O inquérito formalmente tramita na Polícia Civil do Amazonas. Há uma apuração paralela da PF. Ainda não há uma definição sobre em qual esfera – estadual ou federal – o futuro processo correrá. Se for à federal, a Polícia Civil compartilhará as provas. Caso fique na estadual, o contrário. Entre as hipóteses que fariam o inquérito passar aos cuidados da Polícia Federal está a confirmação de elo do crime com o tráfico de drogas internacional ou a indicação de crimes contra a coletividade de povos indígenas.
Agressividade
A reportagem conversou com indígenas matis, marubo e kanamari que vivem no Vale do Javari. Segundo os relatos, Pelado é agressivo com os indígenas, não aceita cumprir a lei que o impede de adentrar o território demarcado e é responsável por alguns dos vários ataques a tiros contra a base da Fundação Nacional do Índio (Funai).
Testemunhas indígenas ouvidas pela polícia também atribuem ao pescador a autoria de atentados contra “parentes” na mata. As investidas dele têm gerado reações dos nativos. Há um clima de conflito permanente na selva amazônica e lideranças indígenas têm trabalhado para o apaziguamento apesar da brutalidade contra Pereira e Phillips.
O indigenista desfrutava do respeito dos povos da mata porque se dedicava a protegê-los. Andava descalço, comia e falava como os nativos. Ele coordenou as maiores operações de destruição de dragas de garimpo no Javari, nos últimos anos, e ensinou os indígenas a defenderem a própria terra. Após sofrer retaliações em seu trabalho como servidor da Funai, passou a atuar diretamente com os índios, por meio da União dos Povos Indígenas do Vale do Javari (Univaja).

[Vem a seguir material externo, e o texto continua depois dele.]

Issue #1775, opened 2017-10-06
Collections factory does not behave as expected without a permission template


laritakr:
### Descriptive summary

The Collections factory allows you to create a collection without a permission template. Adding nested indexing identified a bug in the permissions given to a collection via this method. 

Without a permission template, at some point during creating the collection, edit permissions are assigned to the creator. But during the reindexing, ActiveFedora::Base.find(id).to_solr does not return permissions related fields, so the edit permissions are removed during nested indexing. 

### Rationale

To ensure that tests are valid, we need to ensure that the factory is producing an object in the same way that the UI does.

### Expected behavior

A collection created via the factory will behave in the same manner as a collection created through the UI.

### Actual behavior

When a collection is created without a permission template, while using nested indexing, the creator loses access to the collection. 

### Steps to reproduce the behavior

1. Create a spec to test a collection through the factory: 
`      let(:user) { create(:user) }
      let(:collection) { create(:named_collection, user: user) }`
2.  Test without nested indexing passes 
      `expect(user.can?(:edit, collection)).to be true`
3. Add `with_nested_reindexing: true`
4. Test with nested indexing fails

Breakpoints in the nesting_index_adapter method `self.write_document_attributes_to_index_layer` show that edit_access_person_ssim is present prior to re-saving the solr document, and absent after. 

### Related work

Nesting indexing PRs: 
- Nested indexing fix: https://github.com/samvera/hyrax/pull/1736
- Add indexing for nested collections: https://github.com/samvera/hyrax/pull/1668

elrayle:
Fixed by PR #1781

PR #1781, opened 2017-10-06
Update nested reindexing

laritakr:
Resolves https://github.com/samvera/hyrax/issues/1775
Resolves https://github.com/samvera/hyrax/issues/1785

Also removes ActiveFedora caching from the nesting index adapter.
Nested reindexing occurs midway through the transaction, so AF was
attempting to use the cache. However, this resulted in the updated solr
document not including all of the AF updates.

Reindexing changes have been separated into this one PR to isolate the
indexing changes from other changes.

In addition, unpins the solr version since incompatibilities have been
previously resolved.

@samvera/hyrax-code-reviewers

### DIFF
--- a/.rubocop_fixme.yml
+++ b/.rubocop_fixme.yml
@@ -29,6 +29,7 @@ Metrics/ModuleLength:
     - 'app/models/concerns/hyrax/ability.rb'
     - 'app/services/hyrax/workflow/permission_query.rb'
     - 'spec/services/hyrax/workflow/permission_query_spec.rb'
+    # TODO:  extract CollectionAccessControls or something, so we don't have to skip this check?
     - 'app/models/concerns/hyrax/collection_behavior.rb'
 
 Metrics/MethodLength:
--- a/.rubocop_fixme.yml
+++ b/.rubocop_fixme.yml
@@ -29,6 +29,7 @@ Metrics/ModuleLength:
     - 'app/models/concerns/hyrax/ability.rb'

Pelado e Dos Santos são de uma família de pescadores e alvo de diversas denúncias de exploração ilegal em áreas protegidas. Os ameaçados pirarucus, os tracajás – uma espécie de cágado da Amazônia – e as tartarugas são os produtos preferidos. Eles aparecem em denúncias que foram feitas pela equipe treinada por Pereira e que foram entregues às autoridades.
Saída sob escolta
No dia seguinte à confissão e à localização dos corpos, Atalaia do Norte, no extremo oeste do Amazonas, amanheceu diferente. O aparato militar e policial foi reduzido e a movimentação de curiosos no cais do município não se repetiu. Após vários dias, as pancadas de chuva fina que o mormaço anunciava desde a véspera finalmente apareceram.
Com o esvaziamento, lideranças indígenas ameaçadas pelo mesmo grupo que prometeu matar Pereira também deixaram a cidade. Os irmãos Beto e Eliesio Marubo, chefes da Univaja, partiram de Atalaia do Norte sob forte escolta policial. Ambos foram citados no mesmo bilhete apócrifo que surgiu com ameaças contra Bruno e Orlando Possuelo, outro indigenista.
“Bruno era um irmão do mato meu, do Eliesio e da Univaja”, disse Beto. “Entendemos que é um crime político. A caça e a pesca ilegal no Vale do Javari têm, sim, envolvimento político. Infelizmente, as autoridades que fazem a investigação ainda não viram isso. O Estado gosta de ser ausente na região e teremos a continuidade dessa conduta delitiva”, destacou Eliesio, o outro marubo, que é advogado.
Como tem mostrado o Estadão, a região do Vale do Javari é controlada por cartéis de narcotraficantes que subcontratam capatazes até chegar a lideranças ribeirinhas.
Estas dão vazão aos produtos tirados legal e ilegalmente da floresta e garantem o controle local para que traficantes operem rotas para escoamento de drogas e de armas a partir da fronteira.